(Collected data entries)
Issue #5894, opened 2022-12-05
Add Basic Replay Integration documentation


Lms24:
### Core or SDK?

Platform/SDK

### Which part? Which one?

JS Browser SDKs

### Description

As a first step towards having proper documentation for Sentry Replay, we should provide a small code snippet in the "Pluggable Integrations" section of the JS SDK documentation to document how to set up the Replay integration. Surely, to document the entire Replay feature we'll want more documentation but for now, this should do. Also, it adds instructions on how to use Replay as a CDN bundle, which is something, we haven't yet documented properly. 

### Suggested Solution

Add an entry to "Pluggable Integrations" analogously to how we document other pluggable integrations

Lms24:
Closing as we now have [proper docs](https://docs.sentry.io/platforms/javascript/session-replay/) for Replay.

PR #5899, opened 2022-12-06
Initial Session Replay SDK Docs

ryan953:
Resolves https://github.com/getsentry/sentry-replay/issues/174

Relates to https://github.com/getsentry/sentry-docs/issues/5894
Relates to https://github.com/getsentry/sentry-docs/issues/5903


src/pages/index.tsx
```diff
@@ -211,6 +213,11 @@ const IndexPage = () => {
                   Alerts & Notifications
                 </a>
               </li>
+              <li>
+                <a href="/product/session-replay/">
+                  Session Replay
+                </a>
+              </li>
```
ryan953, line 220: New footer link on the homepage: http://localhost:3000/

SCR-20221205-no0

src/platform-includes/performance/configure-sample-rate/javascript.electron.mdx
```diff
@@ -16,7 +16,7 @@ Sentry.init({
   integrations: [new BrowserTracing()],
 
   // To set a uniform sample rate
-  tracesSampleRate: 0.2
+  tracesSampleRate: 0.2,
```
ryan953, line 19: perf examples are messed up, will pull this out to it's own PR though

src/docs/product/session-replay/index.mdx
```diff
@@ -0,0 +1,19 @@
+---
+title: "Session Replay"
+sidebar_order: 3
+redirect_from:
+  - /session-replay/
+description: "Session Replay. TODO"
+---
```
ryan953, line 7: New item in the sidebar of the Product section:
SCR-20221205-nph

src/docs/product/session-replay/getting-started.mdx
```diff
@@ -0,0 +1,28 @@
+---
+title: Set Up
+sidebar_order: 1
+redirect_from:
+  - /session-replay/setup/
+  - /session-replay/getting-started/
+description: "Get started with Session Replay, TODO."
+---
```
ryan953, line 8: Child page in the Product section:

SCR-20221205-nrc

src/components/platformSidebar.tsx
```diff
@@ -90,6 +91,15 @@ export const PlatformSidebar = ({
...
       />
+      <DynamicNav
+        root={`/${pathRoot}/session-replay`}
+        title="Session Replay"
+        prependLinks={[
+          [`/${pathRoot}/session-replay/`, "Set Up Session Replay"],
+        ]}
+        suppressMissing
+        tree={tree}
+      />
```
ryan953, line 102: SDK nav: 
(the exclude list above means that the link will not appear (again) under the "Sentry for JavaScript" heading)

SCR-20221205-nsp

src/pages/index.tsx
bruno-garcia: I wonder if we can move that to a more 'prime location'.
How about we swap it with `Sentry-CLI` 😏 
Or another arrangement that makes more sense?

src/docs/product/session-replay/getting-started.mdx
```diff
@@ -0,0 +1,28 @@
...
+title: Set Up
+sidebar_order: 1
+redirect_from:
+  - /session-replay/setup/
+  - /session-replay/getting-started/
```
bruno-garcia, line 6: To replace: https://github.com/getsentry/sentry-docs/blob/7197fd3dea0a7ffc92a0d283ebd147ad76356547/src/platforms/javascript/common/configuration/integrations/rrweb.mdx?plain=1#L6

Would require removing this page from the docs on this PR: https://github.com/getsentry/sentry-docs/blob/7197fd3dea0a7ffc92a0d283ebd147ad76356547/src/platforms/javascript/common/configuration/integrations/rrweb.mdx?plain=1#L6

`/platforms/javascript/configuration/integrations/rrweb/` being the current path
and `/platforms/javascript/integrations/rrweb/` the old one
```suggestion
  - /session-replay/getting-started/
  - /platforms/javascript/integrations/rrweb/
  - /platforms/javascript/configuration/integrations/rrweb/
```

src/docs/product/session-replay/getting-started.mdx
bruno-garcia: I imagine Set Up is mainly a client-side/SDK thing? If so, we could probably get by without the sub page to start? Basically add all content on the landing Session Replay page for now

src/platforms/common/session-replay/index.mdx
```diff
@@ -0,0 +1,46 @@
+---
+title: Set Up Session Replay
```
bruno-garcia, line 2: Since this content will be exclusively for JavaScript, I wonder if the best location is under:

`src/platforms/javascript/common` instead of `src/platforms/common`. The latter causes inheritance to all platforms

src/platform-includes/session-replay/enable-session-replay/javascript.mdx
```diff
@@ -0,0 +1,22 @@
...
+npm install --save @sentry/replay
+```
+
+```html {tabTitle: CDN}
+<script
+  <!--
+    Note that `bundle.replay.min.js` contains both `@sentry/browser` AND
+    `@sentry/replay`, and should therefore be used in place of
+    `@sentry/browser`'s bundle rather than in addition to it.
+  -->
```
Lms24, line 17: This bundle doesn't exist and the bundle that's going to be released is an addon bundle, containing **only** the replay integration. So to install the SDK plus Replay, users have to add the follwing bundles:

* `bundle(.tracing)?(.min)?.js`
* `replay(.min)?.js`

So, the setup is identical to how to use our other [pluggable integrations](https://docs.sentry.io/platforms/javascript/configuration/integrations/plugin/#extraerrordata).

I was going to add instructions to the README today. I can also update this example if you want.

src/docs/product/session-replay/getting-started.mdx
```diff
@@ -0,0 +1,28 @@
...
+
+Session Replay is currently in beta. Beta features are still in-progress and may have bugs. We recognize the irony. If you have any questions or feedback, please email us at [session-replay@sentry.io](mailto:session-replay@sentry.io).
+
+</Note>
+
+To set up the session replay integration, use the links for supported SDKs below. TODO.
+
+## Supported SDKs
+
+- JavaScript
```
Lms24, line 20: We should add the plain Browser SDK (@sentry/browser) here for users who don't rely on a framework

src/platform-includes/session-replay/configure-sample-rate/javascript.mdx
```diff
@@ -0,0 +1,19 @@
...
+import * as Sentry from "@sentry/browser";
+
+import { Replay } from "@sentry/replay";
+
+Sentry.init({
+  dsn: "___PUBLIC_DSN___",
+
+  // This enables automatic instrumentation (highly recommended), but is not
+  // necessary for purely manual usage
+  integrations: [new Replay()],
```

▶ _WHAT IS EXPECTED_
Copy all of the data above, character for character.

▶ _RESPONSE AREA_
Issue #5894, opened 2022-12-05
Add Basic Replay Integration documentation


Lms24:
### Core or SDK?

Platform/SDK

### Which part? Which one?

JS Browser SDKs

### Description

As a first step towards having proper documentation for Sentry Replay, we should provide a small code snippet in the "Pluggable Integrations" section of the JS SDK documentation to document how to set up the Replay integration. Surely, to document the entire Replay feature we'll want more documentation but for now, this should do. Also, it adds instructions on how to use Replay as a CDN bundle, which is something, we haven't yet documented properly. 

### Suggested Solution

Add an entry to "Pluggable Integrations" analogously to how we document other pluggable integrations

Lms24:
Closing as we now have [proper docs](https://docs.sentry.io/platforms/javascript/session-replay/) for Replay.

PR #5899, opened 2022-12-06
Initial Session Replay SDK Docs

ryan953:
Resolves https://github.com/getsentry/sentry-replay/issues/174

Relates to https://github.com/getsentry/sentry-docs/issues/5894
Relates to https://github.com/getsentry/sentry-docs/issues/5903


src/pages/index.tsx
```diff
@@ -211,6 +213,11 @@ const IndexPage = () => {
                   Alerts & Notifications
                 </a>
               </li>
+              <li>
+                <a href="/product/session-replay/">
+                  Session Replay
+                </a>
+              </li>
```
ryan953, line 220: New footer link on the homepage: http://localhost:3000/

SCR-20221205-no0

src/platform-includes/performance/configure-sample-rate/javascript.electron.mdx
```diff
@@ -16,7 +16,7 @@ Sentry.init({
   integrations: [new BrowserTracing()],
 
   // To set a uniform sample rate
-  tracesSampleRate: 0.2
+  tracesSampleRate: 0.2,
```
ryan953, line 19: perf examples are messed up, will pull this out to it's own PR though

src/docs/product/session-replay/index.mdx
```diff
@@ -0,0 +1,19 @@
+---
+title: "Session Replay"
+sidebar_order: 3
+redirect_from:
+  - /session-replay/
+description: "Session Replay. TODO"
+---
```
ryan953, line 7: New item in the sidebar of the Product section:
SCR-20221205-nph

src/docs/product/session-replay/getting-started.mdx
```diff
@@ -0,0 +1,28 @@
+---
+title: Set Up
+sidebar_order: 1
+redirect_from:
+  - /session-replay/setup/
+  - /session-replay/getting-started/
+description: "Get started with Session Replay, TODO."
+---
```
ryan953, line 8: Child page in the Product section:

SCR-20221205-nrc

src/components/platformSidebar.tsx
```diff
@@ -90,6 +91,15 @@ export const PlatformSidebar = ({
...
       />
+      <DynamicNav
+        root={`/${pathRoot}/session-replay`}
+        title="Session Replay"
+        prependLinks={[
+          [`/${pathRoot}/session-replay/`, "Set Up Session Replay"],
+        ]}
+        suppressMissing
+        tree={tree}
+      />
```
ryan953, line 102: SDK nav: 
(the exclude list above means that the link will not appear (again) under the "Sentry for JavaScript" heading)

SCR-20221205-nsp

src/pages/index.tsx
bruno-garcia: I wonder if we can move that to a more 'prime location'.
How about we swap it with `Sentry-CLI` 😏 
Or another arrangement that makes more sense?

src/docs/product/session-replay/getting-started.mdx
```diff
@@ -0,0 +1,28 @@
...
+title: Set Up
+sidebar_order: 1
+redirect_from:
+  - /session-replay/setup/
+  - /session-replay/getting-started/
```
bruno-garcia, line 6: To replace: https://github.com/getsentry/sentry-docs/blob/7197fd3dea0a7ffc92a0d283ebd147ad76356547/src/platforms/javascript/common/configuration/integrations/rrweb.mdx?plain=1#L6

Would require removing this page from the docs on this PR: https://github.com/getsentry/sentry-docs/blob/7197fd3dea0a7ffc92a0d283ebd147ad76356547/src/platforms/javascript/common/configuration/integrations/rrweb.mdx?plain=1#L6

`/platforms/javascript/configuration/integrations/rrweb/` being the current path
and `/platforms/javascript/integrations/rrweb/` the old one
```suggestion
  - /session-replay/getting-started/
  - /platforms/javascript/integrations/rrweb/
  - /platforms/javascript/configuration/integrations/rrweb/
```

src/docs/product/session-replay/getting-started.mdx
bruno-garcia: I imagine Set Up is mainly a client-side/SDK thing? If so, we could probably get by without the sub page to start? Basically add all content on the landing Session Replay page for now

src/platforms/common/session-replay/index.mdx
```diff
@@ -0,0 +1,46 @@
+---
+title: Set Up Session Replay
```
bruno-garcia, line 2: Since this content will be exclusively for JavaScript, I wonder if the best location is under:

`src/platforms/javascript/common` instead of `src/platforms/common`. The latter causes inheritance to all platforms

src/platform-includes/session-replay/enable-session-replay/javascript.mdx
```diff
@@ -0,0 +1,22 @@
...
+npm install --save @sentry/replay
+```
+
+```html {tabTitle: CDN}
+<script
+  <!--
+    Note that `bundle.replay.min.js` contains both `@sentry/browser` AND
+    `@sentry/replay`, and should therefore be used in place of
+    `@sentry/browser`'s bundle rather than in addition to it.
+  -->
```
Lms24, line 17: This bundle doesn't exist and the bundle that's going to be released is an addon bundle, containing **only** the replay integration. So to install the SDK plus Replay, users have to add the follwing bundles:

* `bundle(.tracing)?(.min)?.js`
* `replay(.min)?.js`

So, the setup is identical to how to use our other [pluggable integrations](https://docs.sentry.io/platforms/javascript/configuration/integrations/plugin/#extraerrordata).

I was going to add instructions to the README today. I can also update this example if you want.

src/docs/product/session-replay/getting-started.mdx
```diff
@@ -0,0 +1,28 @@
...
+
+Session Replay is currently in beta. Beta features are still in-progress and may have bugs. We recognize the irony. If you have any questions or feedback, please email us at [session-replay@sentry.io](mailto:session-replay@sentry.io).
+
+</Note>
+
+To set up the session replay integration, use the links for supported SDKs below. TODO.
+
+## Supported SDKs
+
+- JavaScript
```
Lms24, line 20: We should add the plain Browser SDK (@sentry/browser) here for users who don't rely on a framework

src/platform-includes/session-replay/configure-sample-rate/javascript.mdx
```diff
@@ -0,0 +1,19 @@
...
+import * as Sentry from "@sentry/browser";
+
+import { Replay } from "@sentry/replay";
+
+Sentry.init({
+  dsn: "___PUBLIC_DSN___",
+
+  // This enables automatic instrumentation (highly recommended), but is not
+  // necessary for purely manual usage
+  integrations: [new Replay()],
```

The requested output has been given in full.